Introduction to Ukraine
Work in Ukraine began in Crimea in May, 2002. Crimea, because it is one of the poorest oblasts in Ukraine. And, Crimea is geographically isolated with a population of only about 2.2 million people across the entire peninsula. It is easier to effect and observe change in smaller groups of people versus larger groups. Successful models, as per the Tomsk strategy in Russia, could then be replicated elsewhere in Ukraine. Base was Simferopol, Crimea's capital city and political nerve center.
Poverty was widespread, in stark contrast to the natural beauty of Crimea's steppes and seaside areas. Poverty levels were estimated to be about one-third of the population. However, it was heavily concentrated in one ethnic group, the Tatar community, with roughly 70% of Crimean Tatars living in poverty. After six months of research -- primarily travel around the peninsula observing conditions and talking to people -- it was evident that if anything was to be done in Crimea, it would have to include particular emphasis on the Crimean Tatar community.
In early December 2002, I met with Ilmi Umerov, Deputy Speaker of Parliament of the Autonomous Republic of Crimea. Umerov was Crimean Tatar, one of only two or three Tatar representatives in Crimea's or Ukraine's legislature. I proposed the idea of first and foremost creating a microcredit bank to provide small individual loans to people excluded from existing financing -- notwithstanding UNDP's and EBRD's token efforts to date along those lines. Both of those programs effectively excluded people in poverty, which in turn made the programs useless for poverty relief they were supposed to address. The most consistent need and request that had emerged during six months of research amounted to small loans, about $4000 at most. Most of the people who needed them were Crimean Tatars. They had and have innate business sense such that every business idea Tatars discussed with me were already complete. They knew their market, their competition, their prospects for profit, exactly what to do and how to do. Solid, instinctive market research, in other words, along with what amounted to precise business plans. They knew exactly what they needed and how to put financing to use. But financing was not available without property collateral, assets most did not have. This is all detailed in Crimea development proposal. Mr. Umerov agreed to the idea and asked if we should make a project out of developing the proposal. I replied that I wasn't sure, because I'd not yet written up a proposal. I figured it would take about six weeks to put it together, at which time I would deliver a preliminary version for discussion. Then we would decide what needed to be done from there.

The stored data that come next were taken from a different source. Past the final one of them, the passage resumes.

PR #1647, opened 2015-05-25
Update style.css

b13danso:
Updated the font-size of navHeading from 2.5em to 26px.


a12jiyba:
this solution works better in different resolutions. Good!

PR #1654, opened 2015-05-25
CodeViewer #1645: Before/after buttons fix

### LINKED ISSUE #1645: Sequence - When using the last example
When you come across the last example (example 14) the "next button" gets disabled even if it's not the last example in the sequence.

a13alfbe:
#1645 
The before/after buttons now work with the sequences.


f12danjo:
Good! Now the first example in a sequence has it's "back button" disabled and the last example has it's "next button" disabled. No matter which example id they have.

PR #1656, opened 2015-05-25
Removed vertical-align:baseline

a13denli:
Was creating some weird alignments on the website


c13andka:
works for us with out it

PR #3022, opened 2017-04-12
Added code to check if user is a superuser or teacher

a15ponja:
However the error message should be changed before the merge into master, the error message now is to descriptive.


a15ponja:
I think that all the messages should be the same in the end so that anyone trying to figure out information on how the check works does not get any useful information. I am thinking that all error messages should be Username not found.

The proposal was delivered as scheduled during the last week of January 2003. Copies in English and Russian were delivered to Mr. Umerov, and to Mustafa Jemilov in Kyiv. Jemilov was the head of the Crimean Tatar community, a former political prisoner in the Soviet Union. At that point, I reminded Mr. Umerov that the proposal was preliminary, for discussion among me, Umerov, Jemilov, and interested members of the Crimean Tatar community. They had a democratic system in place, the only real indication of democratic development visible anywhere in Ukraine at that time. Given that commitment to democratic development and the obvious innate understanding of market economy among the Tatar community, it should be a fairly straightforward matter to establish a real microcredit program to help them in particular and the Crimean community at large. I estimated that it would take another year beyond my scheduled departure date in mid-May, and that would be appropriate for the "project to develop the project" that Umerov had proposed. Departure date was set according to current financing I had on hand, which was for one year ending that May. To continue beyond that and see the project through launch, Umerov's side would take me and my staff on in a consulting capacity for the same amount I had invested in year one -- about $15,000. Mr. Umerov agreed to talk everything over with his people and let me know their decision.
I heard nothing directly from Umerov during the next eight weeks. The president of a Tatar business consortium explained that they were all interested, but weren't 100% sure that if they paid my side for a consultancy that they would get anything for the money. I reminded him that I was not, and should not be, in position to guarantee anything at all. Those decisions would be up to people in US government who would decide themselves if the project was worthwhile or not. During the first week of April, I was unexpectedly called into a meeting with Crimea's new Economy Minister, V. Kulish. He explained to me that a representative from US Embassy's economic section had paid him a visit the week before to open negotiations to go forward with the project. On the surface, that sounded fine and was the response I had expected. However, I had only released a confidential preliminary proposal that was not authorized for release to US Embassy or anyone else prior to meeting with Deputy Speaker Umerov and getting an official response from him as had been agreed. The embassy was, in short, working with a leaked, unauthorized document.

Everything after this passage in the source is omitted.